§ **THE TASK**:
In the data below, how many lines include the word "PopupBox"? Give only the number.

§ **DATASET EXCERPTS**:

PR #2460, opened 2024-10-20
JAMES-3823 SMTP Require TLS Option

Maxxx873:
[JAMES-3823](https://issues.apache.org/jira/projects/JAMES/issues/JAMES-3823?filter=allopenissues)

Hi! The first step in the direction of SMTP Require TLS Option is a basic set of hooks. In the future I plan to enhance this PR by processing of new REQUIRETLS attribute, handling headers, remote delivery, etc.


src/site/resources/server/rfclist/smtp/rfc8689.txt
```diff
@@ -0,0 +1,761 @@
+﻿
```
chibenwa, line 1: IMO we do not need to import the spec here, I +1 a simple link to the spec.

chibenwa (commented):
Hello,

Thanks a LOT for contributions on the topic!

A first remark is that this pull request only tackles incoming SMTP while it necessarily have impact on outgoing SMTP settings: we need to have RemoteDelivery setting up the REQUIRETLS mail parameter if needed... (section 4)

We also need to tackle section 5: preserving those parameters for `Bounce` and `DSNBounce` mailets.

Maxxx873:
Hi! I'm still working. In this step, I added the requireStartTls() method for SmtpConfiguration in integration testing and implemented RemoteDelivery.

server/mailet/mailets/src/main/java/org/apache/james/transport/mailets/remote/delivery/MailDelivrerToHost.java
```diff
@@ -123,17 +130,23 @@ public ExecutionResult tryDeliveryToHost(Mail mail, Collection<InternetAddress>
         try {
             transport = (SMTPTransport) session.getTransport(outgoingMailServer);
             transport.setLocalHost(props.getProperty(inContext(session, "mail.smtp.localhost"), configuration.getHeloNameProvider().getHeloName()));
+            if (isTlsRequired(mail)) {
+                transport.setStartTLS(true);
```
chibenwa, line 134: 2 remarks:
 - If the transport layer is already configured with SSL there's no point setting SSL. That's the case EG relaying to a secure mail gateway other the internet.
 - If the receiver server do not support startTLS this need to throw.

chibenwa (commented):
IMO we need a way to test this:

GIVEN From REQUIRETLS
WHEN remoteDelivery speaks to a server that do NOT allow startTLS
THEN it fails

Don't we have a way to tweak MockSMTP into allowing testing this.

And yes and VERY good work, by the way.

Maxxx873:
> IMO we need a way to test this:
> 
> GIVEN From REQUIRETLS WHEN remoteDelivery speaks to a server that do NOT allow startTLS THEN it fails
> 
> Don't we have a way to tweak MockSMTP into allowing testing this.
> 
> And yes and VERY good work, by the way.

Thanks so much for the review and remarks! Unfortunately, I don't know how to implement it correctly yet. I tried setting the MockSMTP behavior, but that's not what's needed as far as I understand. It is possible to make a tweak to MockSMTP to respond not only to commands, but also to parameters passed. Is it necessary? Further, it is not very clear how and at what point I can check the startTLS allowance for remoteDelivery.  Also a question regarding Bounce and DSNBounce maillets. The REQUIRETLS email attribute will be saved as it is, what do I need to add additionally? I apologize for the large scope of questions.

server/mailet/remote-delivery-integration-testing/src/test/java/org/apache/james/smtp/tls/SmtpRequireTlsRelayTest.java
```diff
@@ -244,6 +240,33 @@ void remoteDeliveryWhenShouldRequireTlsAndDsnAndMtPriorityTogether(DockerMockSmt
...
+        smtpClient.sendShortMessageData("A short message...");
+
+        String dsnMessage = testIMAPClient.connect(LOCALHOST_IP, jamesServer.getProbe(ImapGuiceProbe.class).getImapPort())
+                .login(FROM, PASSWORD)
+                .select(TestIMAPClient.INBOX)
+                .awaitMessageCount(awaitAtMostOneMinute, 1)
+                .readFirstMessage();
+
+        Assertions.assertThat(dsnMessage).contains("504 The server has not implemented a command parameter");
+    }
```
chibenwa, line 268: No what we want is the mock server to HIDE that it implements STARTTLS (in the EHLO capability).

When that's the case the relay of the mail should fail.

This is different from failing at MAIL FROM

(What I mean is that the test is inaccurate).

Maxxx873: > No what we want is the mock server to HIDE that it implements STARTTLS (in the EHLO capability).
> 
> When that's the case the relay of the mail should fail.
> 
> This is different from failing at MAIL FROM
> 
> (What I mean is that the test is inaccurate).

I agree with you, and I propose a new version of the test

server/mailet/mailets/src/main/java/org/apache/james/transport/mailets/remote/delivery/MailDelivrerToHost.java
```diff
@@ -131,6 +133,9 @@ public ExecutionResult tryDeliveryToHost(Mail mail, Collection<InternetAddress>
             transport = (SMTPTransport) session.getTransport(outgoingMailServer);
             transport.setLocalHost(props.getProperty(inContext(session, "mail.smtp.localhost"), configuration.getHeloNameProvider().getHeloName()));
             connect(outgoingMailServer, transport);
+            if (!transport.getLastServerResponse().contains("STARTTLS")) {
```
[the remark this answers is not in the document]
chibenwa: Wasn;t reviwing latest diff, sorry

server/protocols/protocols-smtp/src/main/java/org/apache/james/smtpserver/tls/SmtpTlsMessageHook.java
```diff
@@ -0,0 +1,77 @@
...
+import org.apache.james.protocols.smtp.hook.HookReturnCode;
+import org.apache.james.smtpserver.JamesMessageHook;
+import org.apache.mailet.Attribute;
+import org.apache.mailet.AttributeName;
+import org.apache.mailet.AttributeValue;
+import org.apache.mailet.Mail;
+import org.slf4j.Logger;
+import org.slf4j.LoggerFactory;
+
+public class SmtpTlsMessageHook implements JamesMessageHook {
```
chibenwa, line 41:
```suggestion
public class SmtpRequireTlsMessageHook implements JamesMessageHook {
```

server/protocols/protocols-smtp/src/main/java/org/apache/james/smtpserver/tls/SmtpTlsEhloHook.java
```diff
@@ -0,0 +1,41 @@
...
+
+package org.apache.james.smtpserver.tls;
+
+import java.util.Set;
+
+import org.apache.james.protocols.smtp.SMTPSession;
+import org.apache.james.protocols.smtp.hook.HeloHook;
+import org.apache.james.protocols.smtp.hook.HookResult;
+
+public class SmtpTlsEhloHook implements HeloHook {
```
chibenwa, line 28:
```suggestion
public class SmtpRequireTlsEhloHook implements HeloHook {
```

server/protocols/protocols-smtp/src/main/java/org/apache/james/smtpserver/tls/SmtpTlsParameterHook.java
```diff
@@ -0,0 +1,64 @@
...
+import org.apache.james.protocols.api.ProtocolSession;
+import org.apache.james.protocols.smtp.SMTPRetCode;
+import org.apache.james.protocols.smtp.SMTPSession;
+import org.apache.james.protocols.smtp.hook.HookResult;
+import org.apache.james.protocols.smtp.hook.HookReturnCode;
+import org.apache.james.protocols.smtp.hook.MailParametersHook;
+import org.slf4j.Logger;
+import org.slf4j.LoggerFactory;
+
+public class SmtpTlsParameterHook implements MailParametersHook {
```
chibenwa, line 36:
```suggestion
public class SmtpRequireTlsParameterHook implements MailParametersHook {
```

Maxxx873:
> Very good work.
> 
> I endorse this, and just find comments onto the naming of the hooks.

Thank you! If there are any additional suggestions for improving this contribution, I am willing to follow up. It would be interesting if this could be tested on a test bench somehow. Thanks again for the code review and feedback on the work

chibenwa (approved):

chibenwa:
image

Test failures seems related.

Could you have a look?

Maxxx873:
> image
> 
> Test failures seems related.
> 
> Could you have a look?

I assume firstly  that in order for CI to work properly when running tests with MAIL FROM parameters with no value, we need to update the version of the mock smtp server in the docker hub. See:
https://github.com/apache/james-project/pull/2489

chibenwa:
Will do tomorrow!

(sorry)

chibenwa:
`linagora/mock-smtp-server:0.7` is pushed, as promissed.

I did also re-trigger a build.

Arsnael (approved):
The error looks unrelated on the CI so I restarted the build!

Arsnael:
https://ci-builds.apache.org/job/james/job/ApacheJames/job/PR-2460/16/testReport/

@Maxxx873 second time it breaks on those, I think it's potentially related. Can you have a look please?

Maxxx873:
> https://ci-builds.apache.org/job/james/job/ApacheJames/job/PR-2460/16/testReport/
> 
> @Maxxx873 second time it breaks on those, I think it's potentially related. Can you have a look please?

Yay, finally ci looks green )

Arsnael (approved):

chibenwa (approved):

...

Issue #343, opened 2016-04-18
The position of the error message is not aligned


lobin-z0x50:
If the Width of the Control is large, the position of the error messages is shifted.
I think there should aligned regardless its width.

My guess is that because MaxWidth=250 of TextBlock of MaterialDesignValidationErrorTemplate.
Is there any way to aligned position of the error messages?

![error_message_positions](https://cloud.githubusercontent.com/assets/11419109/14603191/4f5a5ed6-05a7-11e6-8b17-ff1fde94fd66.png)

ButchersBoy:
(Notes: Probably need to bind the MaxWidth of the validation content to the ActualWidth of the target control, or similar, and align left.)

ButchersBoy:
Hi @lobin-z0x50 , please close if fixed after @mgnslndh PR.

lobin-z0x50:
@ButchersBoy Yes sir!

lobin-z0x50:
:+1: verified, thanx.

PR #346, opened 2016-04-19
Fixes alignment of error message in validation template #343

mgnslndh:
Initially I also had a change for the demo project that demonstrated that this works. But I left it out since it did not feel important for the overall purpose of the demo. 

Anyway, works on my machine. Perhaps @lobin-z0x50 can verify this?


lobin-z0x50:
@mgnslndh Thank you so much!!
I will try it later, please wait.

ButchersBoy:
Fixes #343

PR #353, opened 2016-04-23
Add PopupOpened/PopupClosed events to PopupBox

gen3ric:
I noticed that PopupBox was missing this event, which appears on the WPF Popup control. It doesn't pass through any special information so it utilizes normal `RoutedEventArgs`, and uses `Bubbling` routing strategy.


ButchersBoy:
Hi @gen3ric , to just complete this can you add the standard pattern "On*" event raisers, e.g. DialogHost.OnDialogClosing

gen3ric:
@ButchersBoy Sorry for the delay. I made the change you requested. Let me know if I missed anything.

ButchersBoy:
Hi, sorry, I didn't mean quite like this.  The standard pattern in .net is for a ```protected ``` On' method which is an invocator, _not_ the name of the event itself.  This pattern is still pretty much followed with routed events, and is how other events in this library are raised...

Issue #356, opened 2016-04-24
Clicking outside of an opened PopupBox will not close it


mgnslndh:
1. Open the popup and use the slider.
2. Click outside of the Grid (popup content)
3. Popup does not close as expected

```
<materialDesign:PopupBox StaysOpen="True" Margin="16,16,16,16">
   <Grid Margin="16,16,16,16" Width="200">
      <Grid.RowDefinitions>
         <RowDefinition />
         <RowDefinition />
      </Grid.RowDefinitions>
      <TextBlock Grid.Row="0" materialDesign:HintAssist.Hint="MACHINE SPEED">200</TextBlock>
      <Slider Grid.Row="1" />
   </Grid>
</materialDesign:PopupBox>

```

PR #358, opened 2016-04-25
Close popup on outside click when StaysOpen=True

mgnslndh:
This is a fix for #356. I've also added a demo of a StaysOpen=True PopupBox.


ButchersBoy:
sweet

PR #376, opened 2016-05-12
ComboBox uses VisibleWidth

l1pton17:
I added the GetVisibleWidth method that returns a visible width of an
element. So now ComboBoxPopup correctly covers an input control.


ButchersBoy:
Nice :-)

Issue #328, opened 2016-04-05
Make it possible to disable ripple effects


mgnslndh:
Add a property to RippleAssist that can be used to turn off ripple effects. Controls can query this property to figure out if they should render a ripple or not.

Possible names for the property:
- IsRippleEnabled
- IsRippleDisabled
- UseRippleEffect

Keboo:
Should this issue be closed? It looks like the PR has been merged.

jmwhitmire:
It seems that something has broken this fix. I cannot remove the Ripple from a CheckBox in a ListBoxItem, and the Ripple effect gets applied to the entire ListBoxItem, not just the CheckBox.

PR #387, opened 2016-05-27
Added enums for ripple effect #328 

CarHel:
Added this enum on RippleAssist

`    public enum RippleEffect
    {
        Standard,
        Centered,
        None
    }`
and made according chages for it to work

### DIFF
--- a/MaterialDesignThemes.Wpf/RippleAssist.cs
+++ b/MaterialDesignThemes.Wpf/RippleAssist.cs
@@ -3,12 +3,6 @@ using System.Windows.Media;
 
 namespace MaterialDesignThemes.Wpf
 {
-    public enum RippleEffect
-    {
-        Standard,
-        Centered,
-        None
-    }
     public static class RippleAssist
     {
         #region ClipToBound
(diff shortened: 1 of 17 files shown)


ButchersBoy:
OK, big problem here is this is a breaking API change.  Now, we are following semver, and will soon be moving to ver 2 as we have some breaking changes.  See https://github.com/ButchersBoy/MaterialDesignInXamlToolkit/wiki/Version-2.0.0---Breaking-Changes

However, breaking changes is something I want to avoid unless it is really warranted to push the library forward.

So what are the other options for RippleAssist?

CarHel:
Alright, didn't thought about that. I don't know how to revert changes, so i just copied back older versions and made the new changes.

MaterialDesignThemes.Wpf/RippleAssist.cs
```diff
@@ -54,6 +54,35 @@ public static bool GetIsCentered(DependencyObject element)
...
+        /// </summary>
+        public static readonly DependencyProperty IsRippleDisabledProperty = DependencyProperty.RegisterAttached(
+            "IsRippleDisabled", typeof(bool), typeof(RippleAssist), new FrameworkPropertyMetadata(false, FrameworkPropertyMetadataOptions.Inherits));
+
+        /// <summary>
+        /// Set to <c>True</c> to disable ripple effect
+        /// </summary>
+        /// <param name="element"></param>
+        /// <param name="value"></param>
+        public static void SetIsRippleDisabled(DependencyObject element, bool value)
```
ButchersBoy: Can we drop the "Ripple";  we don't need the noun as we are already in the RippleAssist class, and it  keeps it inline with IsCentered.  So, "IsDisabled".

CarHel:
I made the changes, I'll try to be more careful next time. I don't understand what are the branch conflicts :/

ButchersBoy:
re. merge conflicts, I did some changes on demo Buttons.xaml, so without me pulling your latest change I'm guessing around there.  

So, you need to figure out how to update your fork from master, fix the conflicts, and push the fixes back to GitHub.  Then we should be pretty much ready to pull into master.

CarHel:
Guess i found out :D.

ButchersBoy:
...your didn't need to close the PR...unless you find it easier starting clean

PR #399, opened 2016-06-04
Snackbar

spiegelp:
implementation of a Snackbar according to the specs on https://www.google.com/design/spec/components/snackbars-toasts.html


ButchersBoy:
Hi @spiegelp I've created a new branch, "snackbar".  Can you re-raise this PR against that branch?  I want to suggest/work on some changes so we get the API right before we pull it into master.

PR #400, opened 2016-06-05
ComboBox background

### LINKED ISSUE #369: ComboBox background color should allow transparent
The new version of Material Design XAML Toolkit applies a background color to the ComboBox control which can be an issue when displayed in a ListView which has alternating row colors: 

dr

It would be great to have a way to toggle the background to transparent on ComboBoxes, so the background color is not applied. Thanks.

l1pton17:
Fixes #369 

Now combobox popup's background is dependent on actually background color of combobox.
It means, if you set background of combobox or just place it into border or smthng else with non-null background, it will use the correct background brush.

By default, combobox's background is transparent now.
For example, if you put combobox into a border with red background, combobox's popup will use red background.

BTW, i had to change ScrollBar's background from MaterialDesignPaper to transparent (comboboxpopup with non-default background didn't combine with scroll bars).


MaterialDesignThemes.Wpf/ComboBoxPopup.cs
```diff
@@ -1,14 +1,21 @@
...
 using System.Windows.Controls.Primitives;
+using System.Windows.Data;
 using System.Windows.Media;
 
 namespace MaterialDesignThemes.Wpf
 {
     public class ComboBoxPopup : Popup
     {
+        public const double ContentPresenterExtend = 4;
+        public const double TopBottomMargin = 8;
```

* * *

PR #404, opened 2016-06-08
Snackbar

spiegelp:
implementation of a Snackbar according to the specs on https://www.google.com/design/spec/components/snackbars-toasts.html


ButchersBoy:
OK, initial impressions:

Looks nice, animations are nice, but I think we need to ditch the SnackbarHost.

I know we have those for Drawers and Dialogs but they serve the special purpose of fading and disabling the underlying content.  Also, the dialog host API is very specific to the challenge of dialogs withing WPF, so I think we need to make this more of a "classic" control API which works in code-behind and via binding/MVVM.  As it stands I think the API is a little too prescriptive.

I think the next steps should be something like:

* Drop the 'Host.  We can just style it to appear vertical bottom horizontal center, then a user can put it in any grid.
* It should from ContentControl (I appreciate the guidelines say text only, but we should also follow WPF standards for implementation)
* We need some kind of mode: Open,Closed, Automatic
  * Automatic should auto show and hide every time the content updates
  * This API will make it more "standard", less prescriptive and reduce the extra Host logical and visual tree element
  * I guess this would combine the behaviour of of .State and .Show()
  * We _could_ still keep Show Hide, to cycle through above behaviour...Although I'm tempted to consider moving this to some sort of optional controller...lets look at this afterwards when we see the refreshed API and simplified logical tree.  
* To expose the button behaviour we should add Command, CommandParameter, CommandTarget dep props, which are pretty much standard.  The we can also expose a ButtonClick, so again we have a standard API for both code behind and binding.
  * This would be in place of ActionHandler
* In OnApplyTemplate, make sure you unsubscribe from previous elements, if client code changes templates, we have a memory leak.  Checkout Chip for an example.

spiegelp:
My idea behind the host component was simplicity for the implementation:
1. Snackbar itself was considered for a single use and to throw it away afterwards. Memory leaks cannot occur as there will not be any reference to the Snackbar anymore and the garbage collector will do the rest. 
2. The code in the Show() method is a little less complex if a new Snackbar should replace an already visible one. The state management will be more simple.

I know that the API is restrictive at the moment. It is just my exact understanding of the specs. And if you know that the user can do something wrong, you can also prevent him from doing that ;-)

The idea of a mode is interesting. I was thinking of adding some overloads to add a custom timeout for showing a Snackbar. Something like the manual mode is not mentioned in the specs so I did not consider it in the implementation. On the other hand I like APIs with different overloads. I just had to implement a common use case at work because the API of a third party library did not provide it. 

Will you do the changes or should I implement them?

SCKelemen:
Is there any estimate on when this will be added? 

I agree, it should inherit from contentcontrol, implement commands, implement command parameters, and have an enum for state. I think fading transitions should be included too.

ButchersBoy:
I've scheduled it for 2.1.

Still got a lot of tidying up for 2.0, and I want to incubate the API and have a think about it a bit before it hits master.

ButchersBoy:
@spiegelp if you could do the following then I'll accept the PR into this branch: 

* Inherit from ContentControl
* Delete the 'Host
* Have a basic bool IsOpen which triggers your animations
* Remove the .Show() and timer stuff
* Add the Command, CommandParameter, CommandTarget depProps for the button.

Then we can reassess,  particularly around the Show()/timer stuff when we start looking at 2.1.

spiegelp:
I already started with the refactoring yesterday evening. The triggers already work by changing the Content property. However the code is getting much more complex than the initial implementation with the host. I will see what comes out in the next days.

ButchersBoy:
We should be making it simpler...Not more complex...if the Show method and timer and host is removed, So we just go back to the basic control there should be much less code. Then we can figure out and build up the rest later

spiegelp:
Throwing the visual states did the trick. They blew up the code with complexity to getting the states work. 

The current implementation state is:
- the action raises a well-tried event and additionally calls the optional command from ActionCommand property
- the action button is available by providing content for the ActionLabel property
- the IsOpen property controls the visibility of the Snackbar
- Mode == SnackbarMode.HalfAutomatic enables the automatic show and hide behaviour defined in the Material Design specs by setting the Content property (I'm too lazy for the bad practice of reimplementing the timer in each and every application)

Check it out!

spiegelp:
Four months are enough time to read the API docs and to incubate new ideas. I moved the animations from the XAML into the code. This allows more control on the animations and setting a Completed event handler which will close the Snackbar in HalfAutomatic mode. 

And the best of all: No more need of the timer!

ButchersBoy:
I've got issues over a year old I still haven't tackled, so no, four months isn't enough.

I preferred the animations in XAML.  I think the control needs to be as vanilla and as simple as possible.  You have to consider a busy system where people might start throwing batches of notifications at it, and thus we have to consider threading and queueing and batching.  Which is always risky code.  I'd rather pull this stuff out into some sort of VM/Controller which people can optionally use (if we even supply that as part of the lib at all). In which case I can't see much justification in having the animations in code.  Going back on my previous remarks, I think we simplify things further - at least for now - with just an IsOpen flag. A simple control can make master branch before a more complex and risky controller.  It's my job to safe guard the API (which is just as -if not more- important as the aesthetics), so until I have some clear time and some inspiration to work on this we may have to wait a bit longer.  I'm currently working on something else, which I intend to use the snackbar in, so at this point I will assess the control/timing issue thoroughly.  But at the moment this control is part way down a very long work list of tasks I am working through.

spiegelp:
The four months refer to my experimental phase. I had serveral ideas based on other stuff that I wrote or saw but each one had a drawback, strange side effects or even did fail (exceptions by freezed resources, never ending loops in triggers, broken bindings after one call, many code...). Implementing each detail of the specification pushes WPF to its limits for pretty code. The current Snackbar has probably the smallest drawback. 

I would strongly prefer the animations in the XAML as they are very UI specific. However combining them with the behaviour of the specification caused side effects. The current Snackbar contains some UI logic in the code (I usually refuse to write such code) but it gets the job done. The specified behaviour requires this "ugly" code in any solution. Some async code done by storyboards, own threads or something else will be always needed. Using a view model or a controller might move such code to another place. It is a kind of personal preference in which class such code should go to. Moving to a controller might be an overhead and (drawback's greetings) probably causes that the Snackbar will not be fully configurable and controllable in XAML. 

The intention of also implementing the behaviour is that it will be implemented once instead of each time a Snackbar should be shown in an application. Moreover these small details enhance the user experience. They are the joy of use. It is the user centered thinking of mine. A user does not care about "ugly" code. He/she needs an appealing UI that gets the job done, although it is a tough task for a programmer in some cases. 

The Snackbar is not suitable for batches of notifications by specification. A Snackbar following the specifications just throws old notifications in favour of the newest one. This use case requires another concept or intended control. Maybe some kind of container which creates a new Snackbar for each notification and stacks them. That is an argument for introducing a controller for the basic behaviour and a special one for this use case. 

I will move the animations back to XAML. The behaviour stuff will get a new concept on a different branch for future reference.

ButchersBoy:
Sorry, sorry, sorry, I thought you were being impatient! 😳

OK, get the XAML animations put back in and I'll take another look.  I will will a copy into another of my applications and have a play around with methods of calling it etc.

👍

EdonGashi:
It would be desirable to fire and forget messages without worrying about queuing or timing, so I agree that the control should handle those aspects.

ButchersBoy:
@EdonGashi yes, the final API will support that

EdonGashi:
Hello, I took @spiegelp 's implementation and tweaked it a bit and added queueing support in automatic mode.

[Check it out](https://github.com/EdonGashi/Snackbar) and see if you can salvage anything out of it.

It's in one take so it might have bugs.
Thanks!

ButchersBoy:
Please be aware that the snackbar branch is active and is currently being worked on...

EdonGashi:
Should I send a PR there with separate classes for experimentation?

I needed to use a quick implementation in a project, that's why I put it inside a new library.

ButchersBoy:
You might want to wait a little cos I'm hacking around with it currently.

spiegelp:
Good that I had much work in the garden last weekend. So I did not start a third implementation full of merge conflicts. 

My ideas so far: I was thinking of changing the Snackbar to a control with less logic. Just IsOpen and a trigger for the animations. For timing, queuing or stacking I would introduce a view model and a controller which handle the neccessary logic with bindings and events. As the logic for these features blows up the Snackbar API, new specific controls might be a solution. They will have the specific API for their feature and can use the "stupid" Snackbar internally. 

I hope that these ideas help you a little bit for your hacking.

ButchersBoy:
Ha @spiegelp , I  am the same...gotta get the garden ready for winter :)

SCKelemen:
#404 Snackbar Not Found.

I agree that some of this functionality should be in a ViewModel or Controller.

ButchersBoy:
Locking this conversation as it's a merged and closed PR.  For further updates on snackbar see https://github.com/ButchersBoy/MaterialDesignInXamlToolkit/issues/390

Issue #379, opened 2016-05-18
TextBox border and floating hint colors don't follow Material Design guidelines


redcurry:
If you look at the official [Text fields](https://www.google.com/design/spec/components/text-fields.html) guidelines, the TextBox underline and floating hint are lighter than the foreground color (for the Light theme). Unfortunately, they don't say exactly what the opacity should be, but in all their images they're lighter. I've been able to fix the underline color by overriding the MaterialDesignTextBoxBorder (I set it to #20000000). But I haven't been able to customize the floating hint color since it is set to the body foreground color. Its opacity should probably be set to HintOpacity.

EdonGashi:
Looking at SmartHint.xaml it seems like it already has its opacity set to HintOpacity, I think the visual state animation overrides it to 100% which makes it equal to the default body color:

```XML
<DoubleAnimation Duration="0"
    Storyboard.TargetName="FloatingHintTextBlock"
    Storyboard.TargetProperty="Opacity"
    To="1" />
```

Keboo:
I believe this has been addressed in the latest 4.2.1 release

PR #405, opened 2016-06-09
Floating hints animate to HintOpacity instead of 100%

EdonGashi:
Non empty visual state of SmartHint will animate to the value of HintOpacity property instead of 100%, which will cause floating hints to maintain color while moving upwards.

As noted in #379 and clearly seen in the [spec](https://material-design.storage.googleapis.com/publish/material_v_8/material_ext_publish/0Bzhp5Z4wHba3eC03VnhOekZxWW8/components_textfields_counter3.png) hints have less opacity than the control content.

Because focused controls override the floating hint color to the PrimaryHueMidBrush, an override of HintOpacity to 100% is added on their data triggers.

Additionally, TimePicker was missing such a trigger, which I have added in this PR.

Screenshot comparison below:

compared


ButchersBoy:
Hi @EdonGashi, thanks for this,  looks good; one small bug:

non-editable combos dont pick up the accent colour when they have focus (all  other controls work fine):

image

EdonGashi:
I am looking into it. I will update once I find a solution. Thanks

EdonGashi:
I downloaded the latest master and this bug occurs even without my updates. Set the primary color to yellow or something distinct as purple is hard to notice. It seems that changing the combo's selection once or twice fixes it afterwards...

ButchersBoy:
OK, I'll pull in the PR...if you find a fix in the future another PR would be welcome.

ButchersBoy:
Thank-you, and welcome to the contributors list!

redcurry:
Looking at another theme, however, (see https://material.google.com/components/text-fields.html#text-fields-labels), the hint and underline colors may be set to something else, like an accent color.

§ **REPLY**:
6